Evaluating the Prediction Bias Induced by Label Imbalance in Multi-label Classification

Prediction bias is a well-known problem in classification algorithms, which tend to be skewed towards more represented classes. This phenomenon is even more remarkable in multi-label scenarios, where the number of underrepresented classes is usually larger. In light of this, we present a novel measure that aims to assess the bias induced by label imbalance in multi-label classification.

In a CIKM 2021 paper, with Luca Piras and Guilherme Ramos, we propose the Prediction Bias Coefficient (PBC), an indicator that measures the strength of the correlation between the label imbalance in a dataset and the performance obtained by a multi-label classifier trained on the same dataset.

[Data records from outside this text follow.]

PR #12711, opened 2026-07-24
Engineering survivors and synths no longer spawn with plasteel.

Uristthedorf:
# About the pull request
Removes plasteel from the inventory of all survivors. If they did not have any metal, gave them an equivalent amount of metal.

rwall2
R-walls allow for degenerate strategies that are uninteractive and boring to fight against or hold. If survivors are to get any plasteel. in my opinion they should have to risk going out into the colony to gather it, instead of getting it for free.

If this makes engineering survivors weak or something, we could make nailguns standard for engineer survivors or something.

<details>
Made test server and spawned in various engineering survivors.

</details>

# Changelog
:cl:
balance: Survivors no longer spawn with plasteel.
/:cl:


Steelpoint (approved):
I am inclined to agree with this proposal. For the utility that plasteel provides, survivors should be required to scavenge the colony to find plasteel resources. 

This may need a followup revision of some maps loot tables to ensure there is a fair distribution of plasteel. I also would note that there is a PR (Cape River) which adds RNG plasteel spawners which could also be used to help add more plasteel acquisition opportunities.

Ammoniacres:
> I am inclined to agree with this proposal. For the utility that plasteel provides, survivors should be required to scavenge the colony to find plasteel resources.
> 
> This may need a followup revision of some maps loot tables to ensure there is a fair distribution of plasteel. I also would note that there is a PR (Cape River) which adds RNG plasteel spawners which could also be used to help add more plasteel acquisition opportunities.

Lot of places to work on for this. RNG plasteel spawners would be nice but, realistically unneeded. The focus should be on making sure inserts have access to plasteel so that they aren't suddenly in far worse positions under this PR.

The approach exploits the Spearman’s rank correlation coefficient between the label frequencies and the F-scores obtained for each label individually. In terms of algorithmic fairness, we can interpret the PBC indicator as a way of capturing the intensity of the classifier’s discrimination against the minority classes.

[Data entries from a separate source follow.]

PR #12706, opened 2026-07-23
MapGrids: QuadTrees Replacement

fira:
# About the pull request

This replaces our antique QuadTrees with a much more boring structure that I call "MapGrid", basically simply a grid with configurable dimension (by default 5x5) cells. Also comes with granular updating instead of SS-backed scanning.

## TODO

- [x] Implement
- [x] Validate basic functionality
- [x] Validate thoroughly nested contents tracking
- [x] Review / Robustify for live testing
- [x] Live Test and observe performance and edge case bugs
- [x] Implement Grid boundaries balancing 
- [x] Live Test again
- [x] Get rid of legacy query proc for something more direct
- [x] Retest
- [ ] Re-review
- [ ] Merge

## Why would you do that?

QuadTrees in our codebase have a number of problems, such as: 
 * They are only created every 0.5s, meaning you can have up to 1s of lag on ranging things like Motion Detectors and sound ; this causes inaccuracies in sound play and generally jank
 * They are created from scratch every 0.5s then discarded entirely
 * QuadTrees make an absurd amount of proc calls which make up for the bulk of its performance impact - in good part due to the fact you have /datum/shape-s and it goes through many hoops to use them 
 * QuadTrees largely predate Multi-Z and handle each of them separately - this requires multiple updates each SS fire, and things like sound to do multiple scanning runs (remember, with all the proc overhead) each time
 * QuadTrees are built to track /client-s specifically. If something had no client, it can't be tracked. This causes inconsistent behavior with dead xenos that stayed in body and connected triggering Motion Detectors while others don't
 * This also means sentries cannot fire at simple_animal-s for example because they can't detect them

## What's better about this?

 * It can track any movable, not limited to online clients
 * There is no delay, updates are granular
 * The structure is reused and can be balance for optimization (that's WIP)
 * Bulk of search is done in a single proc, avoiding proccall overhead
 * MapGrids are common for several levels of a single Multi-Z, requiring only one structure and query
 
## Performance?

Testing still ongoing but so far:
 * Query performance seems 2-3x better than QuadTrees
 * Upfront performance can't easily be quantified because it happens on every mob move, but should be better too
 * Rebalancing is done with very loose scheduling, so it should never really be a factor

Overall as per current projections I think this can improve the game overall performance by 2-4%. Which sounds like nothing, but is really pretty huge.

## What's the catch?

[...]

PR #12717, opened 2026-07-25
MapGrids TM Holder with Rebalancing

fira:
This is just #12706 with the added rebalancing feature, so we can try both in TestMerge and evaluate performance impact.

More Tech info about the rebalancing? Sure.
By default QuadTrees and MapGrids both have fixed boundaries. MapGrids cut space in a 4x4 grid, and QuadTree cuts it in recursive 2x2 grids (hence the name).

This suffers greatly in a case we're well acquainted with at CM, which is when many people are in the same places. This typically occurs during hive pushes, FOB sieges, and hijack. 
When this happens, the entire structure becomes a liability, it's just a mega list with extra handling overhead.
QuadTrees should alleviate this issue, but ours are too crude to compensate - in fact, they made this worse.

Balancing the grids is much easier, because they're not recursive so it can be done in one pass. 
We do this by sorting all of the objects, then setting bounds to the appropriate percentiles, so each vertical/horizontal delimiter has the same amount of objects. It's not perfect in that balancing X and Y separately isn't correct, but i believe it's already 90% of the benefits for our usecase.

The downside is that, just like QuadTrees, this requires upfront work. This work in fact is pretty expensive. 
SSmapgrids is therefore configured to only run every 20 seconds at very low priority, such that it's not a burden in load.
The problem is that during highpop, it may still cause overtime, which is why this is in a separate PR for testing.


cm13-github:

<details><summary>Test Merge Deployed @ 07/25/2026 11:32:53 +00:00:</summary>

##### Server Instance

##### Revision
Origin: 1cb954c660dc70efe3fc5b07e74cd70afb6c6c5c
Pull Request: e19c39239ee454abf4159c8e471b4904fd2d9826
Server: 859d76158f878b267449412e22f8dfbba77d7cea
</details>
<details><summary>Test Merge Updated @ 07/25/2026 13:07:52 +00:00:</summary>

##### Server Instance

##### Revision
Origin: 1cb954c660dc70efe3fc5b07e74cd70afb6c6c5c
Pull Request: 81ae3c627457c377e491f162926de5642ef35ea8
Server: e34b1d5031c32090bf5ea4e18450bfcde505057d
</details>
<details><summary>Test Merge Updated @ 07/25/2026 13:29:23 +00:00:</summary>

##### Server Instance

##### Revision
Origin: 1cb954c660dc70efe3fc5b07e74cd70afb6c6c5c
Pull Request: 1a87327138b01ce8ce6f06971a2036260035eba0
Server: 9d35e7b34496f727bfcb8b01e0a95548e6941d42
</details>
<details><summary>Test Merge Removed @ 07/25/2026 14:25:42 +00:00:</summary>

##### Server Instance
CM13 Live
</details>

The Prediction Bias Coefficient

Our coefficient is built by considering two main quantities:

The frequency of a label 𝑙 (freq), which is estimated as the proportion of label lists in the training set that contain 𝑙;
The binary F-score (F), is computed separately for each label 𝑙 by checking the ground truth lists and the prediction lists that contain 𝑙.

The Prediction Bias Coefficient (PBC) is calculated as the Spearman’s rank correlation coefficient between the proportion variables 𝑓𝑟𝑒𝑞 and 𝐹. You can refer to our paper for its mathematical formulation.

Results

The datasets employed in our analysis are Reuters-215784, consisting of news stories tagged with a list of economic categories, and Webscope-R45, which includes a corpus of movie synopses associated to one or more genres.

While the paper contains the detailed results, the most relevant finding is that the dataset associated with a higher degree of imbalance (namely, Webscope-R4) is also the one on which the classifier achieves, on one hand, a lower value for both the balanced accuracy and the macro-averaged F-score, and, on the other hand, a higher value of PBC. This suggests that the latter metric can capture the relation between the imbalance degree and the performance. The visual inspection offered by the scatter-plot in the following figure, which illustrates the correlation between label frequencies and label-wise F-scores, allows us to observe that, in Webscope-R4, the macro-averaged F-score is dragged down by the very poor accuracy obtained on severely underrepresented labels (visible in the bottom-left corner of the figure).